▸ **Directions for this task**
When you find the line with "kaczyns: This should" among the records below, reproduce it and each line after it exactly, ending with the line with "kaczyns: Ed and".

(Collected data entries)

- - - - -

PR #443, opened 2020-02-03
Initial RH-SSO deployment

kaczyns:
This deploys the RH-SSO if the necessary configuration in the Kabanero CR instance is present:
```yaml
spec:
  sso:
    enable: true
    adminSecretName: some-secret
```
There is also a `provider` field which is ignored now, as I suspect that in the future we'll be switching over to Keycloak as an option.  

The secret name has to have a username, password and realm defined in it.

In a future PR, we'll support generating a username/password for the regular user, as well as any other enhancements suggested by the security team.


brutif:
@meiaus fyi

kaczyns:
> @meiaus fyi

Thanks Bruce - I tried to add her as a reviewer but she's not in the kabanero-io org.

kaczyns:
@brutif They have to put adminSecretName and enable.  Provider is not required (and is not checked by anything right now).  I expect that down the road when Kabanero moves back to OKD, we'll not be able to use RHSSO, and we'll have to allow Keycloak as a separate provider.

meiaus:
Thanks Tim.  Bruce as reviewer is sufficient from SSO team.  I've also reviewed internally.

- - - - -

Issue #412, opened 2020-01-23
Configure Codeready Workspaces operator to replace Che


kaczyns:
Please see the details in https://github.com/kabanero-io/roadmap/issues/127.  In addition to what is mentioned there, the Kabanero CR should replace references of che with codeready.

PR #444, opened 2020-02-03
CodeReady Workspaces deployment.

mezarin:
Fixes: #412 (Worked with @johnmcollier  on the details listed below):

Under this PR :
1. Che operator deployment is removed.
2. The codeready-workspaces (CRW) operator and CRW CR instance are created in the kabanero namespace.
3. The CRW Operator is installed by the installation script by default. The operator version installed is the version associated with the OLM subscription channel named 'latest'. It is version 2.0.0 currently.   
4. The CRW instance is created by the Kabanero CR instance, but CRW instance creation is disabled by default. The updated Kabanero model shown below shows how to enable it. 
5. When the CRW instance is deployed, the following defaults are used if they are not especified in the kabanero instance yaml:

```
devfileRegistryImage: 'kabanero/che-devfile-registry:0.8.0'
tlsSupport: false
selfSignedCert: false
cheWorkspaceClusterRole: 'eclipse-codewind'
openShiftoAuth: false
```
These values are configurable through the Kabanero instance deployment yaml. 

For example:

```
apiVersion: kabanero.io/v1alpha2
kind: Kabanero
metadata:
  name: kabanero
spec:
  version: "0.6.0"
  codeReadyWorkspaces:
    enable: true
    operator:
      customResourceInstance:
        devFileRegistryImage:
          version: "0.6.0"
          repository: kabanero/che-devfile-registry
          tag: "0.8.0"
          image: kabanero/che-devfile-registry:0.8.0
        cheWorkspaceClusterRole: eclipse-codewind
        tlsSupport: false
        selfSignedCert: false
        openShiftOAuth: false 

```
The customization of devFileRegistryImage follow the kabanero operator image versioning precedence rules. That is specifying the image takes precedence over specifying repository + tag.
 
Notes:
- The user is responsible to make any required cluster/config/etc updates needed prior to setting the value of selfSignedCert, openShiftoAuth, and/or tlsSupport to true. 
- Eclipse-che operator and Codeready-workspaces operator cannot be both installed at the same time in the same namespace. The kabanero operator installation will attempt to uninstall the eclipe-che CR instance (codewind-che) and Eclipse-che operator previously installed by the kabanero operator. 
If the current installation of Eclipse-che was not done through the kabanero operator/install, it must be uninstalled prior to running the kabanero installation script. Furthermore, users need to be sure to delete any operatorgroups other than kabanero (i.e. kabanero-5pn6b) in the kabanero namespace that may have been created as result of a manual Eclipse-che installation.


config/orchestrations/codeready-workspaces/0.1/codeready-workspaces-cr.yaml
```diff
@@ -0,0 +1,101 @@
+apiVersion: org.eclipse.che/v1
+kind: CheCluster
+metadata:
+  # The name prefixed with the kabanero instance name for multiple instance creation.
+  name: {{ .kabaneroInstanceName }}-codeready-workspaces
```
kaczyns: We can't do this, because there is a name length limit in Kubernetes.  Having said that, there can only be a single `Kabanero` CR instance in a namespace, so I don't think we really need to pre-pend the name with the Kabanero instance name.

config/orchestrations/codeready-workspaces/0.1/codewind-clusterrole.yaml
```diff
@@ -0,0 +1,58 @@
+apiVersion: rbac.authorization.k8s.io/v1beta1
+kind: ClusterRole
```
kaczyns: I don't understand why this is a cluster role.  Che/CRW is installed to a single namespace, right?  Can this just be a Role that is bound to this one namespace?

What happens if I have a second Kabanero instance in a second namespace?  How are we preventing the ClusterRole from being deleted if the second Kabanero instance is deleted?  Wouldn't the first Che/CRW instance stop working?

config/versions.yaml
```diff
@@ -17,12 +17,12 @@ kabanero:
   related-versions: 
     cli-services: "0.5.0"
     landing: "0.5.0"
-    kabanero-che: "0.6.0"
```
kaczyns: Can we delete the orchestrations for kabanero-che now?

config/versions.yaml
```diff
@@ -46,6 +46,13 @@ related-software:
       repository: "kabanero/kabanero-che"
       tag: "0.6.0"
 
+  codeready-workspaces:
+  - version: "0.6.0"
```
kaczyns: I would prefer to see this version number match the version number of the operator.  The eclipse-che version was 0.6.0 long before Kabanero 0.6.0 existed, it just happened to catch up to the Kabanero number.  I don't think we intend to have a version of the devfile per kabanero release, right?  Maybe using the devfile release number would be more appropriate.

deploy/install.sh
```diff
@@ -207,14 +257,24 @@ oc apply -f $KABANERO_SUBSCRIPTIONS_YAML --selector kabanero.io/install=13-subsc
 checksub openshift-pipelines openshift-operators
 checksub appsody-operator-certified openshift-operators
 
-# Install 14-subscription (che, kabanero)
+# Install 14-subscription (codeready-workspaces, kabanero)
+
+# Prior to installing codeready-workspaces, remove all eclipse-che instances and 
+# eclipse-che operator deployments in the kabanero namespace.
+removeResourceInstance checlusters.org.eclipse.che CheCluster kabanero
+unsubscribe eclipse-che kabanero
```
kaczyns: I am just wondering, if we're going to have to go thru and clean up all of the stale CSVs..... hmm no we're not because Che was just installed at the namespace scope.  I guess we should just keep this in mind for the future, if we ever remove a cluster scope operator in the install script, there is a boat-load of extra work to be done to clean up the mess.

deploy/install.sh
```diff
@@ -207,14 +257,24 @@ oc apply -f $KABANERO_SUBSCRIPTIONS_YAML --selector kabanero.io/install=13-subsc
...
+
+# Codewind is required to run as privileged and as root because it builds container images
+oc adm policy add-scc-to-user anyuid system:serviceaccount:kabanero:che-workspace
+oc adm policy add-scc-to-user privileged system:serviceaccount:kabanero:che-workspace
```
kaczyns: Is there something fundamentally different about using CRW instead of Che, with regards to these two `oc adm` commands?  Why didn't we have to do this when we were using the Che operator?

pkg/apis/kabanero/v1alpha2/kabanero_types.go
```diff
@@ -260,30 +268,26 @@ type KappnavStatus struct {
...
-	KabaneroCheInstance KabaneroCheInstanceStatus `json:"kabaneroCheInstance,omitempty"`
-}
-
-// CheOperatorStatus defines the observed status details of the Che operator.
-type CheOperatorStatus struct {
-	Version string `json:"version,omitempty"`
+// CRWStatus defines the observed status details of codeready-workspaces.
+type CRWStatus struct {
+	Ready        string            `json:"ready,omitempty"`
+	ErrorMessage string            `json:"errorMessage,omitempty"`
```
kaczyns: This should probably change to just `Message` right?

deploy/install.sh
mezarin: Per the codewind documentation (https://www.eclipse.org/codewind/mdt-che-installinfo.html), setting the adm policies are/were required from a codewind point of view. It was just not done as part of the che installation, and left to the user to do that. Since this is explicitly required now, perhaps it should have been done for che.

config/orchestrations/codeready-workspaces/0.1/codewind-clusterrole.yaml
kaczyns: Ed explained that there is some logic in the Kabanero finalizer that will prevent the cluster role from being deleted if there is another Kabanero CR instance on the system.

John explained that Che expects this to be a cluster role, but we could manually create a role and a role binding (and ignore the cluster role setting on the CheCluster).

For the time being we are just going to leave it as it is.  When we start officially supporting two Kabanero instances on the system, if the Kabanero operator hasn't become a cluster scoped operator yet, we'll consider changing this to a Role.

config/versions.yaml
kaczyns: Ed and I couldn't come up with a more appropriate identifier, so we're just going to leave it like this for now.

- - - - -

▸ **Expected answer**
kaczyns: This should probably change to just `Message` right?

deploy/install.sh
mezarin: Per the codewind documentation (https://www.eclipse.org/codewind/mdt-che-installinfo.html), setting the adm policies are/were required from a codewind point of view. It was just not done as part of the che installation, and left to the user to do that. Since this is explicitly required now, perhaps it should have been done for che.

config/orchestrations/codeready-workspaces/0.1/codewind-clusterrole.yaml
kaczyns: Ed explained that there is some logic in the Kabanero finalizer that will prevent the cluster role from being deleted if there is another Kabanero CR instance on the system.

John explained that Che expects this to be a cluster role, but we could manually create a role and a role binding (and ignore the cluster role setting on the CheCluster).

For the time being we are just going to leave it as it is.  When we start officially supporting two Kabanero instances on the system, if the Kabanero operator hasn't become a cluster scoped operator yet, we'll consider changing this to a Role.

config/versions.yaml
kaczyns: Ed and I couldn't come up with a more appropriate identifier, so we're just going to leave it like this for now.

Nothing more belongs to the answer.